Stored data
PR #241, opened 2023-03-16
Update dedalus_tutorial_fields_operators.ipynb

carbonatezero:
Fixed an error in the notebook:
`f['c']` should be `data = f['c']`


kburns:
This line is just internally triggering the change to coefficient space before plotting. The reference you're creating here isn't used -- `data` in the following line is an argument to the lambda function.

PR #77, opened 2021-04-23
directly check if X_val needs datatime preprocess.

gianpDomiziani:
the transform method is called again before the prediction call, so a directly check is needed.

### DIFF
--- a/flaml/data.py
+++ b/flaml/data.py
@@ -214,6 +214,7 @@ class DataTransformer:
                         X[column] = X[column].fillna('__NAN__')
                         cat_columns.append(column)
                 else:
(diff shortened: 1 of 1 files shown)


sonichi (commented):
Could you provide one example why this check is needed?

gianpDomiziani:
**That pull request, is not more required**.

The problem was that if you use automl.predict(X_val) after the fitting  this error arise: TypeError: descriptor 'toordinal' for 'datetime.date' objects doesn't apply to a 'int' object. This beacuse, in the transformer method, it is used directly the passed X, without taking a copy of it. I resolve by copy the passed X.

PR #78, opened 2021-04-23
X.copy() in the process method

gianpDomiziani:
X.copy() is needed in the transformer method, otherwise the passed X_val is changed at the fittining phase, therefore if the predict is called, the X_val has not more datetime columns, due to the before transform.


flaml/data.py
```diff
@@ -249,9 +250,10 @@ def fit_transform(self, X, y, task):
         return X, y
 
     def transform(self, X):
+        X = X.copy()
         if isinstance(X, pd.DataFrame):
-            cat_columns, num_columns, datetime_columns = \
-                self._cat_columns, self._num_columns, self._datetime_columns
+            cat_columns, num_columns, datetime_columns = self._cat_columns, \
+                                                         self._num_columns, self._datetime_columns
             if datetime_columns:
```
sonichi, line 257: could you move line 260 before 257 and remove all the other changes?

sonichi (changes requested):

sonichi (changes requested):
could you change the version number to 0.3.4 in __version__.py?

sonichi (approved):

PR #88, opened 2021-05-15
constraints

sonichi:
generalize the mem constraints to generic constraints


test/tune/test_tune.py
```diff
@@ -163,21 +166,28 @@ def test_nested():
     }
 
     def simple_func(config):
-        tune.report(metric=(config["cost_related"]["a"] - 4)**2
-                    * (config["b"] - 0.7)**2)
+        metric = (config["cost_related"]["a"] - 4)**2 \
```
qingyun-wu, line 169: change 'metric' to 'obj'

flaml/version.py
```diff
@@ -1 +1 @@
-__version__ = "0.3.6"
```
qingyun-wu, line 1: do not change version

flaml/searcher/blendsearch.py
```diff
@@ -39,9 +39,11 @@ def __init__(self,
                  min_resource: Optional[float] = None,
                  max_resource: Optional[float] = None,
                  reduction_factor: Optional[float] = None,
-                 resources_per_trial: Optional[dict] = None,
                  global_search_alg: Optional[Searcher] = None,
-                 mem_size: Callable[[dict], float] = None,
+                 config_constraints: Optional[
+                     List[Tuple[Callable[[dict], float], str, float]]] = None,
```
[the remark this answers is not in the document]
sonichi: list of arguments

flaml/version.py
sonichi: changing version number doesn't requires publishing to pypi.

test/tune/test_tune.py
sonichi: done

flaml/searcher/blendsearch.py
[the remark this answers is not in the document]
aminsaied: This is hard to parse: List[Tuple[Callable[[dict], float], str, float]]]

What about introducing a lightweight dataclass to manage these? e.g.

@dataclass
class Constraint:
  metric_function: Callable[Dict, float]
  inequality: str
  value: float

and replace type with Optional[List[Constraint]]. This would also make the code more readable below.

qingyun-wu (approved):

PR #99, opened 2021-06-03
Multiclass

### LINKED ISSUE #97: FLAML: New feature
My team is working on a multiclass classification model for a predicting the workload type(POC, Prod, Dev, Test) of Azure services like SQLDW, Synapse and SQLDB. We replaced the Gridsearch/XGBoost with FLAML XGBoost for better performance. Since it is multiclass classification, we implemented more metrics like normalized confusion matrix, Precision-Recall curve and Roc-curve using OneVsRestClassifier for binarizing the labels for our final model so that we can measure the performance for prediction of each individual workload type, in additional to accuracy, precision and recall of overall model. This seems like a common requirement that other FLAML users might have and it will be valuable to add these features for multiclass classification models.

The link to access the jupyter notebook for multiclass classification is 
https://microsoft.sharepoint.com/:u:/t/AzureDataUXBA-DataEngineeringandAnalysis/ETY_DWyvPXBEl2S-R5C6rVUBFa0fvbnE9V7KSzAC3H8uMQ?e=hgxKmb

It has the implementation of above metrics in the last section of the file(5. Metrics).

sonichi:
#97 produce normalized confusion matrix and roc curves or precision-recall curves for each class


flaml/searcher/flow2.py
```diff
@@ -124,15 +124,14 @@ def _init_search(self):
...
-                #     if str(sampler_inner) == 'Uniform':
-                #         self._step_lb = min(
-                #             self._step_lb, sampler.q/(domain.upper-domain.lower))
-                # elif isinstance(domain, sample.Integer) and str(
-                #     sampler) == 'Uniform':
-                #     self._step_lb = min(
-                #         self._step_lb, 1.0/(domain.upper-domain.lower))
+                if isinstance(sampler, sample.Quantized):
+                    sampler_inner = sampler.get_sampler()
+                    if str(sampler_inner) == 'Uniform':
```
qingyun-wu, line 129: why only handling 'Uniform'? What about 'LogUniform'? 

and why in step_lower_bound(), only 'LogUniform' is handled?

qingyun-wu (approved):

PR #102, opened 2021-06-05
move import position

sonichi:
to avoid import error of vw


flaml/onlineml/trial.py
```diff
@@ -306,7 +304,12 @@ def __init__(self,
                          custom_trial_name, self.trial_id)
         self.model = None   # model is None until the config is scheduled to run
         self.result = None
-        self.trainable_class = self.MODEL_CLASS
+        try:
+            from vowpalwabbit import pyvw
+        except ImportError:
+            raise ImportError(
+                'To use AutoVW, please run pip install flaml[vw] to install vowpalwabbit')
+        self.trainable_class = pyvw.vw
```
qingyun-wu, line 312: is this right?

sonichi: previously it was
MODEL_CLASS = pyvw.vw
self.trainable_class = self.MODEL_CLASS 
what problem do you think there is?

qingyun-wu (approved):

## Action item:
If a line in the records contains "Tuple", report it.

## Reply to the exercise:
+                     List[Tuple[Callable[[dict], float], str, float]]] = None,
aminsaied: This is hard to parse: List[Tuple[Callable[[dict], float], str, float]]]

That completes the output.